### Problem details
How many lines of the listing below contain "issues"? State the number alone.

### Exercise inputs
┌──

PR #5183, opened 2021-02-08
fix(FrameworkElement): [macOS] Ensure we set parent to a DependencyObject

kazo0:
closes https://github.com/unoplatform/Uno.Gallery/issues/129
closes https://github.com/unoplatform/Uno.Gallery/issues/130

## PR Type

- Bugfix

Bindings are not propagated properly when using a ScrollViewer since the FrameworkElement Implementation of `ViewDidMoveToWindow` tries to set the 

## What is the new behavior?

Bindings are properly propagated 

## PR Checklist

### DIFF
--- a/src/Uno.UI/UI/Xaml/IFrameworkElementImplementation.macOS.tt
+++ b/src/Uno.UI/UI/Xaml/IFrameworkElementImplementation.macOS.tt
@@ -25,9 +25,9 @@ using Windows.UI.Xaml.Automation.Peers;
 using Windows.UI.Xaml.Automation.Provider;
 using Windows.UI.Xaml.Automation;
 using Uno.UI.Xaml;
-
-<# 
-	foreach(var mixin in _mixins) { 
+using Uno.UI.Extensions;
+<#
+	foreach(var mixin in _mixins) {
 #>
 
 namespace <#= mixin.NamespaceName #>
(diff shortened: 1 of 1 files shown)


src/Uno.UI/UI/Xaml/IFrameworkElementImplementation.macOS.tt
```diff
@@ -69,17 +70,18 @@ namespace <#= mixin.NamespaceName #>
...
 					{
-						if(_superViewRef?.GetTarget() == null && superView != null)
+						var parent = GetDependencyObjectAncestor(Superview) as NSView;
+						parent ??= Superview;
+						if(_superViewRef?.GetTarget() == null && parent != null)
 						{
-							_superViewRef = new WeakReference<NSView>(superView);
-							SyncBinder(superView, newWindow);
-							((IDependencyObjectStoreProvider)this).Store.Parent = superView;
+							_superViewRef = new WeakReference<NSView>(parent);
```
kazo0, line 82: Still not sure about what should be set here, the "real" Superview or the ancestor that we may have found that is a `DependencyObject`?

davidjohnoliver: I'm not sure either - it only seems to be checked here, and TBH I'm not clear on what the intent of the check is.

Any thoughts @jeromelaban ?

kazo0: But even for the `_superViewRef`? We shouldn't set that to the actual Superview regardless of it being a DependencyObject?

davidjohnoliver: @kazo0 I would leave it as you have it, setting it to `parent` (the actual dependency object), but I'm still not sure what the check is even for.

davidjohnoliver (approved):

└──
┌──

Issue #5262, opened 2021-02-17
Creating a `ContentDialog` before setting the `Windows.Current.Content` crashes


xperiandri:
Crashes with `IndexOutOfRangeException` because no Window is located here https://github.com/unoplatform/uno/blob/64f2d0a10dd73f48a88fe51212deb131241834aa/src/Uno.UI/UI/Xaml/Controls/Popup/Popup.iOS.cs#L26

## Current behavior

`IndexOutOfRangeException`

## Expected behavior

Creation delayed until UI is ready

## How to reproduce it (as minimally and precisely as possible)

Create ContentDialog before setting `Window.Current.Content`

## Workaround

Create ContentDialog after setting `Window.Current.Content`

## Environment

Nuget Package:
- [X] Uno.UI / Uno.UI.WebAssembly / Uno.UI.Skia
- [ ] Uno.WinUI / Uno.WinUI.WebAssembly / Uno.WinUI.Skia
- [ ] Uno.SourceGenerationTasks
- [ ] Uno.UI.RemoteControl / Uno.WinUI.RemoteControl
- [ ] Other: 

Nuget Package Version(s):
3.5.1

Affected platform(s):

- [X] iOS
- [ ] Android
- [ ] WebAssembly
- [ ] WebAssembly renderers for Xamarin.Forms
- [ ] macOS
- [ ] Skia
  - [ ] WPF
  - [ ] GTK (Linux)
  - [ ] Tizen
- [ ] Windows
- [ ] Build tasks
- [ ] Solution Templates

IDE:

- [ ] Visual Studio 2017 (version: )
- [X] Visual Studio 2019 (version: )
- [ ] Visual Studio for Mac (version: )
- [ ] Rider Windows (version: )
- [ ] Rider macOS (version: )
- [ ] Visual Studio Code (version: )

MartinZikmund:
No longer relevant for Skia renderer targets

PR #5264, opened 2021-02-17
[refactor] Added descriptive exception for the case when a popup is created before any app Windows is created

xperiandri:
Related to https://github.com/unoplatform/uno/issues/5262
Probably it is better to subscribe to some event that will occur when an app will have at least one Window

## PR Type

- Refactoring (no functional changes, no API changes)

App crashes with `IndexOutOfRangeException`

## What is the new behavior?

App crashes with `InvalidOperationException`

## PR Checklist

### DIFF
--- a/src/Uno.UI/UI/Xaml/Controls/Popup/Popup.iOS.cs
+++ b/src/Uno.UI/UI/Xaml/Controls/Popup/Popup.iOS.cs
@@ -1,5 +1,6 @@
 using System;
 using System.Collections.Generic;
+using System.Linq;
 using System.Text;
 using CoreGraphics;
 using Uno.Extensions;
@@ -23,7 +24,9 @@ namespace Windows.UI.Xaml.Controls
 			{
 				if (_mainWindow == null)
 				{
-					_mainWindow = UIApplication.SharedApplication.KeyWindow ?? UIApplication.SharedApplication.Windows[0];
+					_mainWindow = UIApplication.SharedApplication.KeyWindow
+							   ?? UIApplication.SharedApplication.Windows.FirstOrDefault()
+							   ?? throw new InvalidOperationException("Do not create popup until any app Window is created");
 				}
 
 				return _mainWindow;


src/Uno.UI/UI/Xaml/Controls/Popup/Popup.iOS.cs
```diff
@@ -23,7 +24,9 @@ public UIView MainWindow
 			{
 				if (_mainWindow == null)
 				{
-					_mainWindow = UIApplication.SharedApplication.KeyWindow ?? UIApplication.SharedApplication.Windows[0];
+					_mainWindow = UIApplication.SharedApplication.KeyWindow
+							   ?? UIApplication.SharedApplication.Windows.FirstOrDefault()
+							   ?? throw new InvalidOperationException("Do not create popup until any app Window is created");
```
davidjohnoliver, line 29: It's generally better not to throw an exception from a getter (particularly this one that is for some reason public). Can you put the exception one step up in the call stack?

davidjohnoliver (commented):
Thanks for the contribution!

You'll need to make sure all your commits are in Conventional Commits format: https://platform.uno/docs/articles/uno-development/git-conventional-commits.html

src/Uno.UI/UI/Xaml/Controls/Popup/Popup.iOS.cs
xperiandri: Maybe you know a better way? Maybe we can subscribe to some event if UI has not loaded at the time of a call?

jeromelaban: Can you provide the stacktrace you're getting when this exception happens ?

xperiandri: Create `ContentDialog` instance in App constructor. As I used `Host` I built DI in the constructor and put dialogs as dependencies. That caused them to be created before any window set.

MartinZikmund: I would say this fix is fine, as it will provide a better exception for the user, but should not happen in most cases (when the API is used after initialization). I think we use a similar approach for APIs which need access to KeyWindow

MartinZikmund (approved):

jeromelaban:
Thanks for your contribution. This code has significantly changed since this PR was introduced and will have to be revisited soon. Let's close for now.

└──
┌──

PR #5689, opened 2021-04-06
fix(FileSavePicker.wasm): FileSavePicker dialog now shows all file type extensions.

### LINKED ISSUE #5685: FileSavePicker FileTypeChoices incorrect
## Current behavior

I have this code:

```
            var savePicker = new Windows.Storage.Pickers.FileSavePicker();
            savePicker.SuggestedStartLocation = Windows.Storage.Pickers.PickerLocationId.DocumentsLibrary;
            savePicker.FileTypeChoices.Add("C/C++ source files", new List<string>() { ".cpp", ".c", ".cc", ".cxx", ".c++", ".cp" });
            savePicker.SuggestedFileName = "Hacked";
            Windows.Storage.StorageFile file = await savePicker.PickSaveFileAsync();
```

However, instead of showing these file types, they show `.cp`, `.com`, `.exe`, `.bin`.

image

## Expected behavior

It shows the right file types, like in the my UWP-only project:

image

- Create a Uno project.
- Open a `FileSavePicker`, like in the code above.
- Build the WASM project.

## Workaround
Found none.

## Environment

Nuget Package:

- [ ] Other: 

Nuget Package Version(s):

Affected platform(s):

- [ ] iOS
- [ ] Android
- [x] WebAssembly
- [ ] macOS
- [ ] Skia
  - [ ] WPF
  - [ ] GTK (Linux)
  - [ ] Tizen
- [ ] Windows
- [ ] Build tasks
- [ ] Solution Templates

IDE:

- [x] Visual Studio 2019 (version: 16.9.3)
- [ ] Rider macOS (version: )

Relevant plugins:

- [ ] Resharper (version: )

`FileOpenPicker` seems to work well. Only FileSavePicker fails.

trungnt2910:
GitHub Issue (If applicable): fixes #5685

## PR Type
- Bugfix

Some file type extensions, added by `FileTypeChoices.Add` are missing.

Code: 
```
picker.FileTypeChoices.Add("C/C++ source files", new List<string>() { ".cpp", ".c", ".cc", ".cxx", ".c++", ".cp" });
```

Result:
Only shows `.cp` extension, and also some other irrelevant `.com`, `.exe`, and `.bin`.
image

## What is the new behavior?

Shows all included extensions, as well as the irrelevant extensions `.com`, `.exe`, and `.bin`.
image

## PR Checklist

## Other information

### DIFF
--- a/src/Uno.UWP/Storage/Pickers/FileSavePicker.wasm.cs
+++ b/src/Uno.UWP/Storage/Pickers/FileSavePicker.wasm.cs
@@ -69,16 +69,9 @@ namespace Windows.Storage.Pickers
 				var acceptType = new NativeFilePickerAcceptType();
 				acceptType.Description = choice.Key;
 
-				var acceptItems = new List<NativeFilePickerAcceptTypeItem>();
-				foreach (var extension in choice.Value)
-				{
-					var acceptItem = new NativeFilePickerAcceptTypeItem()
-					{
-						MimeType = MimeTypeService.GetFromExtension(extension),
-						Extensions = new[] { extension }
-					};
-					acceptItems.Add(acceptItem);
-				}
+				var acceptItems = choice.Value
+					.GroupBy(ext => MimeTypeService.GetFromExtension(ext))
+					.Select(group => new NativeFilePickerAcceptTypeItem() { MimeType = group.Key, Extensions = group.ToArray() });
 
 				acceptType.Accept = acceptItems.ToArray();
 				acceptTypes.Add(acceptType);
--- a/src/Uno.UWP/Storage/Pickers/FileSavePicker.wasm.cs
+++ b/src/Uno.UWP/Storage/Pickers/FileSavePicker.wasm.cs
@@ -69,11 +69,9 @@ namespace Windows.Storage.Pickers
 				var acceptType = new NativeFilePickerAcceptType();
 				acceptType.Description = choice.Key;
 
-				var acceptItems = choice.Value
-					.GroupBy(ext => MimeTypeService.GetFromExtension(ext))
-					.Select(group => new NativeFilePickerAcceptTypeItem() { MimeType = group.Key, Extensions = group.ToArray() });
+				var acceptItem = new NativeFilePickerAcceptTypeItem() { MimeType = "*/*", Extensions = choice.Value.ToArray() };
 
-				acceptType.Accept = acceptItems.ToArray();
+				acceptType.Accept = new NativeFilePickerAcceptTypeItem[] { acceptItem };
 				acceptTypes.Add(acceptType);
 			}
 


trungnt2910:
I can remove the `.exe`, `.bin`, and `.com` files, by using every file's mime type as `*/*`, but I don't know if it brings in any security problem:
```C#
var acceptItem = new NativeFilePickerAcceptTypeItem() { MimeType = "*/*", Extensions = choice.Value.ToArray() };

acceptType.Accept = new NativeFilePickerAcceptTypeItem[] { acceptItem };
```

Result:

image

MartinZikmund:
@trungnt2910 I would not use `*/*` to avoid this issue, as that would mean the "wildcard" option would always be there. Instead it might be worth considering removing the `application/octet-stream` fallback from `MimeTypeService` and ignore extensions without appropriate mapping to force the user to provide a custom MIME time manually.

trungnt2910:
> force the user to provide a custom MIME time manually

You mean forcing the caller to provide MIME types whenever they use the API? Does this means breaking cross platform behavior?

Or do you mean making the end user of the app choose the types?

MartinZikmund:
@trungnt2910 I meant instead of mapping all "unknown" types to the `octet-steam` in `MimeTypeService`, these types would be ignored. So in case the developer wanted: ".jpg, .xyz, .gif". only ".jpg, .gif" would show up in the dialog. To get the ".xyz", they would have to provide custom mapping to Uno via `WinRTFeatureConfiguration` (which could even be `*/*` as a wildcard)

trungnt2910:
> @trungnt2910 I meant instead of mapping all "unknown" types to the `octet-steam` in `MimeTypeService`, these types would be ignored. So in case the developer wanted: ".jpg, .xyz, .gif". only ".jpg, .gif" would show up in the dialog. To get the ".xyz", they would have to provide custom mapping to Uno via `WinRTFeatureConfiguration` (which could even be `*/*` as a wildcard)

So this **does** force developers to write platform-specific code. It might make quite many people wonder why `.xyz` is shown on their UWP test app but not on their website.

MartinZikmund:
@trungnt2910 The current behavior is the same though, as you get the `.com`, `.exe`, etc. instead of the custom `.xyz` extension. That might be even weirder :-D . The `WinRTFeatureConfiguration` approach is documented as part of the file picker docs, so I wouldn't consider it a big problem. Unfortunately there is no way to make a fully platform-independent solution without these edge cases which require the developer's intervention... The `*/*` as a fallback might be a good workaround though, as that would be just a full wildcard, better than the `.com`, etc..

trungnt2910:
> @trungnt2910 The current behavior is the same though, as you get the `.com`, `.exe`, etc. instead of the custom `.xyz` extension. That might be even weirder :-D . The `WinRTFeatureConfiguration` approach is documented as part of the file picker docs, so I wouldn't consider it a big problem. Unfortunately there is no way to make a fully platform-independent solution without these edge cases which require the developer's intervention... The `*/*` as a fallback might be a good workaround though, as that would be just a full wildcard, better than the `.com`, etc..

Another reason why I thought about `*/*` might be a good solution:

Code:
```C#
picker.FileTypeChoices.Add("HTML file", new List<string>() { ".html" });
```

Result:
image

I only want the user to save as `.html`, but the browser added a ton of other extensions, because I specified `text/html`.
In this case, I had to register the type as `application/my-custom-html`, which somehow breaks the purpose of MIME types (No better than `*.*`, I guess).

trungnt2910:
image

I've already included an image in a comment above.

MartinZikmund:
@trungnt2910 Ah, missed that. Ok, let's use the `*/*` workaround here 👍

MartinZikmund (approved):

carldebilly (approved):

└──

### Response to the task
3